### Exercise prompt
Reproduce the opening lines of the records exactly, up to and including the line in which "## Implementation and" occurs.

** Opening Entries supplied block **

Issue #979, opened 2026-09-18
Expose remaining CLI features from merged OpenAPI drift remediations


sdairs:
## Implementation and Development relationship — 2026-09-21

**Fixing in v0.5.0. Development is linked to PR #989**, the final PR of this four-part sequence in native stack #982:

| Feature | Implementation |
| --- | --- |
| Snapshot list/get and configuration get/update | #986 |
| Kinesis Protobuf on create and discovery | #987 |
| MongoDB create-time initial-load parallelism | #988 |
| Start supported ClickPipes paused | #989 — closes this issue after its three prerequisites merge |

Only #989 is a closing Development relationship. #986–#988 are contributing PRs and remain explicitly referenced here; none should independently close this umbrella before all four features land. Preserve the stack order.

All four groups are implemented, current-head checks pass, and README/help plus parsing, classification, builder and subprocess wire tests are present. A fresh source/test audit found no additional implementation gap. No additional PR is needed.

- [x] All four focused implementation PRs exist and are validated as recorded on their current heads.
- [x] The native Development field links the final closing PR, #989.
- [ ] Merge #986 → #987 → #988 → #989; #989 closes this implementation issue.

Final combined release-candidate validation is owned by #757 and remains required after merge. Existing fixture limits remain: live Kinesis/MongoDB ingestion and successful nonempty snapshot-detail retrieval were not established by the recorded fixtures. #990 separately owns pagination/BYOC CLI exposure.

<details>
<summary>Earlier scope and evidence (preserved)</summary>

## Audit result — 2026-09-18

The historical OpenAPI remediations are substantially exposed in the CLI. Four feature groups remain: service snapshots/configuration, Kinesis Protobuf input, MongoDB initial-load parallelism, and creating ClickPipes paused. This issue owns the remaining CLI exposure; it does not reopen completed library drift fixes.

[...]

Issue #939, opened 2026-09-15
Track remaining issue work, handoffs, and deferrals


sdairs:
## Remaining-issue action plan — 2026-09-18

**This is the current plan and supersedes all execution instructions in the historical record below.** The 58-PR stack is merged. Al has now authorized implementation of the five issues in the first work table. Ten reviewed draft PRs are published in native GitHub stack **#982**, through #992. All seven issue assignments are implemented and the combined local gates pass. Final CI and post-merge acceptance remain explicit below. Each issue has a fresh, finite subagent assignment and orchestrator review. The ordinary corrected drift workflow generated API-library issue #985; intentional CLI exposure remains separate in #990. The separately authorized Homebrew PR refresh is complete and remains on hold.

The original planning inventory of **31 open issues** has one primary home per issue here (the execution follow-ups #985 and #990 are recorded below): **5** for Al and an agent, **4** for new engineers, **8** waiting on upstream, **1** Homebrew signing hold, **8** parked, **3** outside this plan, and **2** trackers. #935 is both a newcomer task and blocked; it is counted once under the newcomer handoff.

### What Al needs to do

1. **Review the implementation stack once validation finishes.** Work is underway under the authorization in this session. Live Cloud integration is queued for the affected exact PR heads; merge and release remain separate decisions. After merging the detector and remediation, rerun the normal drift workflow on corrected `main`.
2. **Assign the newcomer work later:** #845, #926, #928 and #935 all have `good first issue`. They are available for the new CLI engineers; none has been assigned by this planning pass.
3. **Coordinate upstream feedback:** share #923's stopped-service context suggestion with the API team; add upstream owners/ticket links for the already-raised backend group when available. The current agent should wait for those contracts/fixes, not invent substitutes.
4. **Revisit release scope in #757 before selecting the release candidate.** In particular, explicitly decide the release treatment of deferred #234/#250/#254. Existing milestones are preserved; #928 remains in v0.5.0. Handoff or deferral here does not silently remove a release requirement.

The macOS signing key is a separate future dependency for Homebrew, not a prerequisite for progressing the five ready issues.

### Authorized implementation queue

| Issue | Agreed work for the agent | Dependency / completion boundary |
| --- | --- | --- |
[...]

PR #986, opened 2026-09-18
Expose service snapshots and snapshot configuration

sdairs:
Add `cloud service snapshot list/get/config get/update` using the existing snapshot APIs, separately from backups. Service selectors, JSON/detail output and read/write authentication follow existing conventions. Configuration updates preserve omitted values, use minutes and require cadence fields together.

Part of #979 and #939 (1 of 4 feature PRs).

Validation: parsing/read-write classification, minimal/maximal request builders, empty/one-sided update rejection, exact endpoint and PATCH wire tests, and human/JSON output tests pass. Full combined CLI formatting, default Clippy/tests, no-default check and no-default all-target Clippy passed. Current-head CI is green.

Live Cloud validation: snapshot list/config reads passed on a disposable service. Enabling snapshots (30/1440 minutes), changing cadence (60/2880) while preserving enabled state, and disabling while preserving cadence all matched readback. The service was deleted and confirmed absent. Its snapshot list was empty, so successful snapshot-detail retrieval remains covered by mocks rather than a live result.


mdevils (approved):

iskakaushik (approved):
LGTM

** Closing Entries supplied block **

### The completed task
Issue #979, opened 2026-09-18
Expose remaining CLI features from merged OpenAPI drift remediations


sdairs:
## Implementation and Development relationship — 2026-09-21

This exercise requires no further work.